Ci sono storie crudeli in questa estate crudele. Diversissime, incomparabili, senza alcun legame specifico, ma che fanno egualmente male al cuore.
C’è il dolore di Evan, giunto in ospedale, pieno di lividi e lesioni e morto a un anno e mezzo. Il gip del tribunale di Ragusa ha convalidato i fermi della madre, e del suo convivente. Secondo le accuse, il piccolo sarebbe stato ucciso a botte. E’ la storia agghiacciante di una presunta violenza. C’è il grido del padre: “Me l’hanno ucciso”. E mentre si attende che si metta in moto il meccanismo giudiziario che porterà alla verità processuale, di vero e concreto c’è il peso sull’anima di chi legge la narrazione di un episodio buio e si sente smarrito, come i bambini che non rientrano mai più nel cammino della felicità.

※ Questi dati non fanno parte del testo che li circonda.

PR #60, opened 2025-12-05
ImageButtonHandler, AnimationManager, Fix Tests, CI...

### LINKED ISSUE #56: Turn on Warnings as Errors for core Libraries.
Basically to make sure we don't introduce trimmer errors and stuff like that. We might want to bring in the editor config and style cop to enforce formatting as well.

drasticactions:
This ended up being a bigger PR than I thought.

- Moves ImageButtonHandler/MauiImageButton into the new locations and refactors them.
- Adds new tests for them
- Adds an updates ControlGallery entry for them.

- Add MauiPlanets demo app. It should work except for the CollectionView images in the gallery not loading. That needs more work.
- But that led to finding out that we need to also implement the AnimationManager to get proper animations on the UI Thread for Avalonia. I did that and have tests for it...

- Which then led me to find out that tests were failing in CI and ended up green, because I am dumb and set it to Continue On Fail, thinking that posting the results would cause it to fail, which it doesn't. I need to let it still fail. The results will post after.

I then fixed the failing tests, which were either handles not being created for stubs, and the use of Reflection for the ButtonHandler tests for getting the content. We should never use reflection in the standard library, so I put skip on those tests until we can come up with a better solution.

And I turned on Treating Warnings as Failures for Avalonia.Controls.Maui and Avalonia.Controls.Maui.Tests, fixes #56.


samples/ControlGallery/ControlGallery/Pages/ButtonPage.xaml
```diff
@@ -476,7 +476,471 @@
                             TextColor="Black"/>
                 </VerticalStackLayout>
             </Border>
-            
+
+            <!-- ImageButton Section -->
+            <Label Text="ImageButton Control"
```
jsuarezruiz: Could we separate in a different Page and include a new `TextCell` in the MainPage?

samples/ControlGallery/ControlGallery/Pages/ButtonPage.xaml
```diff
@@ -476,7 +476,471 @@
...
+                            <Label Text="Simple Command"
+                                   FontSize="10"
+                                   HorizontalOptions="Center"/>
+                        </VerticalStackLayout>
+
+                        <VerticalStackLayout>
+                            <ImageButton Source="dotnet_bot.png"
+                                         WidthRequest="70"
+                                         HeightRequest="70"
+                                         Command="{Binding ImageButtonParameterizedCommand}"
```
jsuarezruiz: Cannot see updates in the Label? Can review it?

jsuarezruiz (changes requested):
Should we create a Samples (or similar name: Showcase, etc) folder to group projects with samples?

There is a clipping issue in the profile page:
Image
Will not pay a lot of attention to it because use a Border and is implemented but we need to review it and complete it (refactor handler, add tests etc).

Also the fake tabbar is on top of the planets lists (can fix easily in the sample).

Then, in details, the Gallery not display anything:

Image
Use a CollectionView and could happen something similar to the Border. 

Once we work around Border and CollectionView, this sample should work nicely.

samples/ControlGallery/ControlGallery/Pages/ButtonPage.xaml
drasticactions: Fixed with https://github.com/AvaloniaUI/Avalonia.Controls.Maui/pull/60/commits/911a1c9851ef4ec63fd19318fbfcb7d806e12cdf

samples/ControlGallery/ControlGallery/Pages/ButtonPage.xaml
drasticactions: Fixed with https://github.com/AvaloniaUI/Avalonia.Controls.Maui/pull/60/commits/513049aa6860830c824f67c0e74f25f5d4fb8490

drasticactions:
@jsuarezruiz I moved MauiPlanets to a `showcase` directory, and refactored it to removing the build warnings and update the APIs.The images should now be working.

スクリーンショット 2025-12-06 10 19 45

I also refactored ControlGallery and MauiPlanets to get all of the resources into the class library and reference them from there, cutting down on the duplicated files.

drasticactions:
@jsuarezruiz 
スクリーンショット 2025-12-06 11 10 47

https://github.com/AvaloniaUI/Avalonia.Controls.Maui/pull/60/commits/f713af2bc60574fc06ed55aaaf530cb8b111920c

Applying the clip to Image should fix that.

PR #69, opened 2025-12-12
Updated RadioButtonHandler implementation, added samples and tests

jsuarezruiz:
Updated **RadioButtonHandler** implementation moving all the mapping logic to public extension methods. Completed everything and updated Status.

Added a specific sample page in the gallery:
radiobuttonhandler

And tests:
image


jsuarezruiz:
NOTE: Is a Draft because want to explore if can avoid the `MauiRadioButton` logic (to manage custom ControlTemplates correctly) and use directly the Avalonia `RadioButton`.

src/Avalonia.Controls.Maui/Extensions/AvaloniaResourcesBuilderExtensions.cs
```diff
@@ -0,0 +1,43 @@
...
+/// </summary>
+public static class AvaloniaResourcesBuilderExtensions
+{
+    private const string RegistrationKey = "__AvaloniaControlsMauiResourcesRegistered";
+
+    /// <summary>
+    /// Registers the built-in Avalonia themes and all control templates/styles
+    /// shipped with Avalonia.Controls.Maui.
+    /// </summary>
+    public static MauiAppBuilder UseAvaloniaResources(this MauiAppBuilder builder)
```
jsuarezruiz: `ActivityIndicator` (for example) is not rendering, are we not missing this part in Desktop?

drasticactions: I want to know for sure if this code is actually needed for ResourceDictionaries, or if we should write these themes another way.

If it's needed, it can't be in yet another builder to be added to MauiAppBuilder, it should be in UseAvalonia. But ideally, it shouldn't be needed at all, and we're doing this totally wrong.

drasticactions: @maxkatz6 Can you please review this? What do you think?

src/Avalonia.Controls.Maui/Controls/RadioButton/MauiRadioButton.axaml.cs
```diff
@@ -0,0 +1,11 @@
+using Avalonia.Markup.Xaml;
+
+namespace Avalonia.Controls.Maui;
+
+public partial class MauiRadioButtonResources : ResourceDictionary
```
maxkatz6, line 5: Instead of adding x:Class code behind for each dictionary, you can include these in `ControlStyles` XAML directly 

Pseudocode:
```xaml
<Styles>
    <StyleInclude Source="ExistingIncludes.axaml" />

    <Styles.Resources>
        <ResourceDictionary>
             <ResourceDictionary.MergedDictionaries>
                  <ResourceInclude Source="avares://PathTo/MauiRadioButton.axaml" />
```

maxkatz6: You essentially only need single x:Class for all styling, which will root all other styles/resources from being trimmed.

src/Avalonia.Controls.Maui/Styles/Controls.axaml.cs
```diff
@@ -0,0 +1,12 @@
+using Avalonia.Markup.Xaml;
+using Avalonia.Styling;
+
+namespace Avalonia.Controls.Maui;
+
+public partial class ControlStyles : Styles
+{
+    public ControlStyles()
+    {
+        AvaloniaXamlLoader.Load(this);
```
maxkatz6, line 10: Not strictly necessary here, since this file is inlcuded only from C# code.
But if it was used from XAML, it would be correct to pass `IServiceProvider` from ctor to AvaloniaXamlLoader.Load call:

https://github.com/AvaloniaUI/Avalonia/blob/f46758f972f71531319957f075b9d5d334343bbe/src/Avalonia.Themes.Fluent/FluentTheme.xaml.cs#L28-L30

This will add context awareness for nested markup extensions, if any.

src/Avalonia.Controls.Maui/Extensions/AvaloniaResourcesBuilderExtensions.cs
maxkatz6: Framework initialization is structured a bit weirdly here, from what I see. Correct me if I am wrong here:

1. Program.cs creates an Avalonia app, as it would usually be in normal desktop project
2. Avalonia app must inherit MauiAvaloniaApplication
3. Avalonia app _should_ include a theme for avalonia controls. For example - SimpleTheme.
4. MauiAvaloniaApplication then instanciates MAUI application
5. MAUI application does its setup and calls RegisterResources from OnLaunching
6. RegisterResources registers another set of Avalonia themes, now specific to controls unique to MAUI, not included in SimpleTheme

There is a logical link between step 3 and 6, yet these are far separated.

maxkatz6: Alternatives I see:

1. Define `MauiControlStyles` (ControlStyles from this PR), and include it near the `<SimpleTheme />` in each users App.axaml. Cons: versbose. Pros: flexibility?.
 
2. Redefine MauiAvaloniaApplication to automatically include MauiContorlStyles in a base class implementation. Possibly from OnFrameworkInitializationCompleted. Less verbose. A bit less flexibility

3. Rethink need of MauiAvaloniaApplication. It could be a `WithMauiApp<TMauiApp>(this AppBuilder appBuilder)` avalonia builder extension. Essentially moves majority of code from MauiAvaloniaApplication to this extension method, allowing user to define any kind of Avalonia applicaiton (not necessary implementing MauiAvaloniaApplication).

maxkatz6: I would probably prefer 1 or 2 for simplicity

maxkatz6: XPF does option 3. Not because it's better, just happened to be this way.

You can see this [UseAvaloniaXpf](https://github.com/AvaloniaUI/Xpf/blob/7db54d43f3cb1c12aec4db293f738f0b40f0b78c/src/Atlantis/AppBuilderExtensions.cs#L14-L24) extension.
It set's up basic necessities for `XPF`, and `XPF` specific themes to the application (with `Insert(index: 0)`, so it can be overriden by user defined XAML).

And then there is `DefaultXpfAvaloniaApplication`. Which is used by default, but is completely optional. [XAML](https://github.com/AvaloniaUI/Xpf/blob/7db54d43f3cb1c12aec4db293f738f0b40f0b78c/src/Atlantis/DefaultXpfAvaloniaApplication.axaml) part and [C#](https://github.com/AvaloniaUI/Xpf/blob/7db54d43f3cb1c12aec4db293f738f0b40f0b78c/src/Atlantis/DefaultXpfAvaloniaApplication.axaml.cs) part.

jsuarezruiz: Thanks @max, this breakdown is helpful.
I think the key principles we should optimize for are:
- Minimal ceremony for developers
- Clear ownership of where styles come from
- Predictable override order

Given that, I’d lean toward a balanced version of option 2. Having `MauiAvaloniaApplication` automatically include the MAUI control styles (`OnFrameworkInitializationCompleted`):
- A working app by default (ActivityIndicator rendering, etc.)
- No requirement for users to understand or manually wire theme layers
- A single, obvious place where “MAUI-on-Avalonia” behavior lives

Also, users can still override everything in their own `App.axaml`.

src/Avalonia.Controls.Maui/Platform/MauiAvaloniaApplication.cs
```diff
@@ -134,4 +136,20 @@ private void OnActualThemeVariantChanged(object? sender, EventArgs e)
...
     }
+
+    private void RegisterMauiControlsResources()
+    {
+        const string RegistrationKey = "__AvaloniaControlsMauiResourcesRegistered";
+
+        if (Resources.ContainsKey(RegistrationKey))
+            return;
+
+        Resources[RegistrationKey] = true;
```
drasticactions: I _think_ OnFrameworkInitializedCompleted only gets called once, so this key check wouldn't be needed, but I don't know enough about how that gets called to know for sure. @maxkatz6 What do you think?

maxkatz6: Yes, this key is not necessary. OnFrameworkInitializedCompleted  will be called once

drasticactions (approved):
Now we should be good to go!

PR #70, opened 2025-12-12
Create full Axaml/Axaml.cs controls for ComboBox/ProgressRing/RadioButton

drasticactions:
I had broke the themes for MauiComboBox/ProgressRing/MauiRadioButton when I was trying to fix the WASM / Trimmed builds, since the resource dictionary that were included would blow up since they didn't exist. @jsuarezruiz adds it back with https://github.com/AvaloniaUI/Avalonia.Controls.Maui/pull/69, but that we keep hitting this doesn't sit right with me.

I went and converted these controls to be complete Axaml files with code-behind, rather than Resource Dictionaries that happened to reference C# versions of the controls. This seems to fix it right in all mode: Release, debug, NativeAOT, WASM.


src/Avalonia.Controls.Maui/Controls/ProgressRing/ProgressRing.axaml
```diff
@@ -1,63 +1,70 @@
...
+    x:Class="Avalonia.Controls.Maui.ProgressRing">
 
-    <ResourceDictionary.ThemeDictionaries>
-        <ResourceDictionary x:Key="Light">
-            <SolidColorBrush x:Key="ProgressRingTrackBrush" Color="#20000000" />
+    <ProgressBar.Resources>
+        <ResourceDictionary>
+            <ResourceDictionary.ThemeDictionaries>
+                <ResourceDictionary x:Key="Light">
+                    <SolidColorBrush x:Key="ProgressRingTrackBrush" Color="#20000000" />
```
jsuarezruiz, line 11: These resources are now instance-scoped, not theme/global scoped. Every `MauiComboBox` instance will allocate its own brushes and thicknesses. In this particular case is correct, but is something can be shared, move to Styles dictionary.

jsuarezruiz (approved):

C’è la tragedia di Gioele, in una vicenda completamente differente, i cui resti sono stati trovati tra gli sterpi di Caronia, dopo il corpo della mamma, Viviana Parisi. E’ una trama attraversata soprattutto da domande che tolgono il respiro. Ma un eguale peso sull’anima prova chi ha visto papà Daniele chino, con le mani appoggiate alla bara del figlio. Come saranno stati i passi di quest’uomo, l’altro giorno; i passi lo hanno portato in una stanza dove ha riconosciuto le scarpette blu , in attesa della definitiva prova del Dna?
Storie lontane, irriducibili, ma con un elemento in comune: al centro del dolore c’è un bambino. E allora viene da chiedersi se sia un caso. Oppure se, a prescindere dalla concatenazione della cronaca e dal ruolo dei protagonisti, da appurare di volta in volta, questo accade perché noi i bambini non li guardiamo più e non li proteggiamo più.
Non li osserviamo mentre passano. Non li scortiamo mentre giocano. Non diamo l’allarme quando ci lanciano uno sguardo offeso. Li sediamo con la tecnologia. Li allontaniamo, affidandoli alla pedagogia dello smartphone. Li esiliamo in un altrove. Gli chiediamo di lasciarci in pace alla solitudine dei nostri vissuti di adulti. Non cerchiamo più gli occhi dei bambini, perché ci sentiremmo inceneriti dalla loro innocenza. Quanta indifferenza c’è, tra cronaca ed esistenza, nel quotidiano smarrimento dell’infanzia?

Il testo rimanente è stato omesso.